1. A method for generating synthetic video data from a text prompt, including for providing video data for training and/or testing and/or verifying and/or validating a machine learning model, the method comprising the following steps:
providing an input text prompt descriptive of content of the video data to be generated;
decomposing the provided text prompt into at least two text sub-prompts by a large language model;
generating a text embedding for each of the at least two text sub-prompts; and
generating synthetic video data by a Video Diffusion Model based on the generated text embeddings.
2. The method of claim 1, wherein the text sub-prompts decompose the text prompt to describe sequential visual states of the content to be generated as the video data, wherein the sequential visual states of the content are to be represented in the generated video data by at least two frames.

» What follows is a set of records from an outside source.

PR #10093, opened 2015-12-18
[indigo/csm] Correct branch to be used

130s:
I'm not sure why the DEB 1.0.2-2 of this 3rd-party package seems to be working although the branch name is wrong.


k-okada:
because this section is just for doc and sources, I think

130s:
> because this section is just for doc and sources

You're right.

Then there should be no problem in merging this (as done already).

PR #10097, opened 2015-12-19
md49_base_controller: 0.1.0-0 in 'indigo/distribution.yaml' [bloom]

Scheik:
Increasing version of package(s) in repository `md49_base_controller` to `0.1.0-0`:
- upstream repository: https://github.com/Scheik/md49_base_controller.git
- release repository: https://github.com/Scheik/md49_base_controller.git
- bloom version: `0.5.20`

### DIFF
--- a/indigo/distribution.yaml
+++ b/indigo/distribution.yaml
@@ -4866,6 +4866,25 @@ repositories:
       type: git
       url: https://github.com/mikeferguson/maxwell.git
       version: indigo-devel
+  md49_base_controller:
+    doc:
+      type: git
+      url: https://github.com/Scheik/md49_base_controller.git
+      version: master
+    release:
+      packages:
+      - custom_messages
+      - md49_base_controller
+      - serialport
+      tags:
+        release: release/indigo/{package}/{version}
+      url: https://github.com/Scheik/md49_base_controller.git
+      version: 0.1.0-0
+    source:
+      type: git
+      url: https://github.com/Scheik/md49_base_controller.git
+      version: master
+    status: developed
   media_export:
     doc:
       type: git


indigo/distribution.yaml
```diff
@@ -4866,6 +4866,25 @@ repositories:
...
       url: https://github.com/mikeferguson/maxwell.git
       version: indigo-devel
+  md49_base_controller:
+    doc:
+      type: git
+      url: https://github.com/Scheik/md49_base_controller.git
+      version: master
+    release:
+      packages:
+      - custom_messages
```
dirk-thomas: I am not sure if this is a good name for a package...

wjwwood:
I agree about the `custom_messages` package name, please keep in mind that your package names are in a flat namespace with everyone else's packages too. So unless your package is truly generic and reusable, please consider prefixing it with the project or organization name.

tfoote:
It's also *highly* recommended to keep the upstream and release repos separated. A release repo produces a lot of redundant data from the source repo which is optimized for the release process, and is causes extra overhead when checking out the upstream source if combined in a single repo.

Scheik:
Hi, thanks for your comments. This was my first pull request to contribute to ROS. Maybe i am a bit to inexperienced. Intention was to have a Package/Stack that works with MD49, which is a dual motor driver board driven by serial port. 

The custom_message package just provides the ROS messages that are published by the md49_base_controller node (like encoderdata and other data from MD49, as current speed, acceleration and so on) Instead of renaming the custom_message package i think i will "merge" the custom messages back into md49_base_controller package himself.

The serialport package works as a library, which is used from md49_base_controller, to establish and handle the serial communictaion with the MD49. Maybe i also should find another solution for that?

I think, best way is to rethink some things again, so i will just close the pull request for now.

wjwwood:
@Scheik It's up to you, but I'll just provide some advice on a few of the points.

For the `custom_messages` package I'd recommend renaming, probably to something like `md49_messages`. That way if someone wants to communicate with your controller node using these messages on a different computer, then they only need to build your messages and not the whole controller on their computer. This is a common patter in the ROS community (to separate the messages from the rest in a different package).

If the `serialport` package is truly generic, then the name might be ok, but there's really no reason you couldn't call it `md49_serialport` just to be safe. You can search for similar packages already released, there are a few ways:

- ROS wiki: http://www.ros.org/browse/search.php?distro=indigo&q=serial
- ROS Index (community project): http://rosindex.github.io/search/?q=serial
- Google: https://www.google.com/?gws_rd=ssl#q=ros+package+serial

Through those you'd probably find:

- serial: http://wiki.ros.org/serial
 - Full disclose (I wrote this).
- http://wiki.ros.org/cereal_port

Both of which might be something you could reuse/improve to your needs rather than make a new package.

Hopefully that helps you figure out what to do next.

Scheik:
Thanks a lot for the advice, i really appreciate that! 

At first i now figured out, how and why it is recommended to separate the repos into an upstream- (the one i develop in) and the release- repo. Learning curve is still high after a year of using ROS now :-) Especially the way contributing to official repos was new for me, although i worked a lot with github with my own repos already. The fear of doing something wrong and causing trouble is high.

What i did yesterday, was to "merge" everything into a single package and send a pull request to rosdistro again, which was merged successfully already.

The released package is working, but still under development, so i think it is no problem to change some things again. In the future I will release the messages again as single package with a more clearer name, the advantage you described is obvious and was the reason i had them in a separate package in the beginning.

With the package for serial communications I'm not 100% sure for now, how to handle it. Although it is usable in a generic way to handle serial communications on Linux, i tend to release it as a package as part of the md49- stack at the moment. But maybe it will be better, to use an already released package, as you described. I think that will be closer to the general philosophy of ROS.

As you could have figured out already, i'm not a professional developer, more a hobbyist. Because of that i'm reliant to every advice from more experienced users and glad about every information i get, e.g. if that isn't the right place to discuss my beginners problems here ;-)

PR #10117, opened 2015-12-21
added Edinburgh Speech Tools Library

niyawe:


tfoote:
Can you make the key for this `libestools-dev` we try to mirror the debian names for things for simplicity. Especially something like `est` is too short and not unique enough to be trivially introspectable by someone not knowing what it is already.

niyawe:
done

tfoote:
Thanks

PR #10135, opened 2015-12-23
Adding patrolling_sim repo to documentation index for hydro and indigo

davidbsp:
I'd like my repo to be indexed and documented on ros.org. Thanks!


dirk-thomas:
Hydro had been EOLed a while ago and we don't operate build farm for it anymore. Please only add the repo to Indigo (and if you like to also to Jade).

davidbsp:
Thanks. I will create a new pull request.

PR #13912, opened 2017-02-16
add catkin to lunar

dirk-thomas:


dirk-thomas:
Ignoring CI result since it failed due to ros-infrastructure/rosdistro#94.

PR #13936, opened 2017-02-21
Update distribution.yaml

neckutrek:


neckutrek:
I removed the release of the hiqp metapackage for now as it fails to compile on jenkins. It depends on a proprietary package, this dependency will later be removed.

PR #13953, opened 2017-02-21
gennodejs: 2.0.1-0 in 'lunar/distribution.yaml' [bloom]

IanTheEngineer:
Increasing version of package(s) in repository `gennodejs` to `2.0.1-0`:

- upstream repository: https://github.com/RethinkRobotics-opensource/gennodejs.git
- release repository: https://github.com/RethinkRobotics-release/gennodejs-release.git
- bloom version: `0.5.23`

## gennodejs

```
* Fix an issue uncovered in checking fixed size message fields
* Contributors: Chris Smith
```

### DIFF
--- a/lunar/distribution.yaml
+++ b/lunar/distribution.yaml
@@ -69,7 +69,7 @@ repositories:
         release: release/lunar/{package}/{version}
       url: https://github.com/RethinkRobotics-release/gennodejs-release.git
       version: 2.0.1-0
-    status: developed
+    status: maintained
   genpy:
     doc:
       type: git
--- a/lunar/distribution.yaml
+++ b/lunar/distribution.yaml
@@ -69,6 +69,11 @@ repositories:
         release: release/lunar/{package}/{version}
       url: https://github.com/RethinkRobotics-release/gennodejs-release.git
       version: 2.0.1-0
+    source:
+      test_pull_requests: true
+      type: git
+      url: https://github.com/RethinkRobotics-opensource/gennodejs.git
+      version: kinetic-devel
     status: maintained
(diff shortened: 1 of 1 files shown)


dirk-thomas:
Can you please also add a `source` entry so that users can easily get the sources using the `rosinstall_generator`. If you don't want a devel job for the repo you can add `test_commits: false` to the source entry.

IanTheEngineer:
Yep! Should be all good now. Lemme know if there's anything else we need to do for the release :)

lunar/distribution.yaml
```diff
@@ -59,6 +59,22 @@ repositories:
...
+      type: git
+      url: https://github.com/RethinkRobotics-opensource/gennodejs.git
+      version: kinetic-devel
+    release:
+      tags:
+        release: release/lunar/{package}/{version}
+      url: https://github.com/RethinkRobotics-release/gennodejs-release.git
+      version: 2.0.1-0
+    source:
+      test_pull_requests: true
```
dirk-thomas: Have you made sure the buildfarm has access to your repo / org unit (see http://wiki.ros.org/buildfarm/Pull%20request%20testing)?

IanTheEngineer: Excellent, thanks for that resource! I just added the webhook for issue_comment and pull_request, so we should be good to go!

dirk-thomas: I haven't seen that you gave permission to the @ros-pull-request-builder yet. So the PR integration might not be complete yet.

dirk-thomas:
Thanks for the quick PR.

PR #14005, opened 2017-02-23
volksbot_kinetic: Add doc job for kinetic

mintar:
Don't add source job, because it fails anyway (requires external
libepos2-dev).


tfoote:
Note it's recommended to have the source entry and disable the job using. `test_commits: false` inside the source block. This will allow the source checkout tools to work, but turn off the jenkins job.

mintar:
Ah, good to know, thanks! Done here: https://github.com/ros/rosdistro/pull/14013

PR #14025, opened 2017-02-24
added a few coinor-* packages to base.yaml

ipa-rmb:


dirk-thomas (approved):

rosdep/base.yaml
```diff
@@ -501,6 +501,16 @@ cmake:
...
+coinor-libcbc-dev:
+  ubuntu: [coinor-libcbc-dev]
+coinor-libcbc3:
+  ubuntu: [coinor-libcbc3]
+coinor-libcgl-dev:
+  ubuntu: [coinor-libcgl-dev]
+coinor-libclp-dev:
+  ubuntu: [coinor-libclp-dev]
+coinor-libcoinutils-dev:
+  ubuntu: [coinor-libcoinutils-dev]
```
mikaelarguedas: should we add debian and fedora rules for these too?

tfoote: If these want to be used in a release debian and fedora will need to be added.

3. The method of claim 1, wherein the method further comprises interpolating between two adjacent generated text embeddings to derive a text embedding for another intermediate frame of the to be generated video data.
4. The method of claim 1, wherein the Video Diffusion Model includes convolutional layers, at least one spatial transformer and at least one temporal transformer, wherein the method further comprises the following steps:
extracting an attention map form the temporal transformer;
providing a delta attention map for regularization of the extracted attention map; and
regularizing the attention map based on the delta attention map.
5. The method of claim 4, wherein the regularizing of the attention map includes:
(i) transforming the extracted attention map and the delta attention map based on an affine transformation; or
(ii) summing the extracted attention map with the delta attention map multiplied by a scaling factor.
6. The method of claim 4, wherein the providing of the delta attention map for regularization of the extracted attention map includes:
obtaining the delta attention map from a reference video by computing a correlation between visual features of the reference video extracted from a pretrained visual encoder, the pretrained visual encoder including a CLIP image encoder.
7. The method of claim 4, wherein the providing of the delta attention map for regularization of the extracted attention map includes:
training an adaptation network to extract a learnable delta attention map and an affine transformation to capture a dynamic pattern in the video data and to learn the attention regularization.
8. A non-transitory computer-readable medium on which is stored program code of a computer program for generating synthetic video data from a text prompt, including for providing video data for training and/or testing and/or verifying and/or validating a machine learning model, the method comprising the following steps:
providing an input text prompt descriptive of content of the video data to be generated;
decomposing the provided text prompt into at least two text sub-prompts by a large language model;
generating a text embedding for each of the at least two text sub-prompts; and
generating synthetic video data by a Video Diffusion Model based on the generated text embeddings.
9. A device configured to generate synthetic video data from a text prompt, including for providing video data for training and/or testing and/or verifying and/or validating a machine learning model, the device comprising:
an evaluation and computing unit configured to perform the following steps:
providing an input text prompt descriptive of content of the video data to be generated;
decomposing the provided text prompt into at least two text sub-prompts by a large language model;
generating a text embedding for each of the at least two text sub-prompts; and
generating synthetic video data by a Video Diffusion Model based on the generated text embeddings.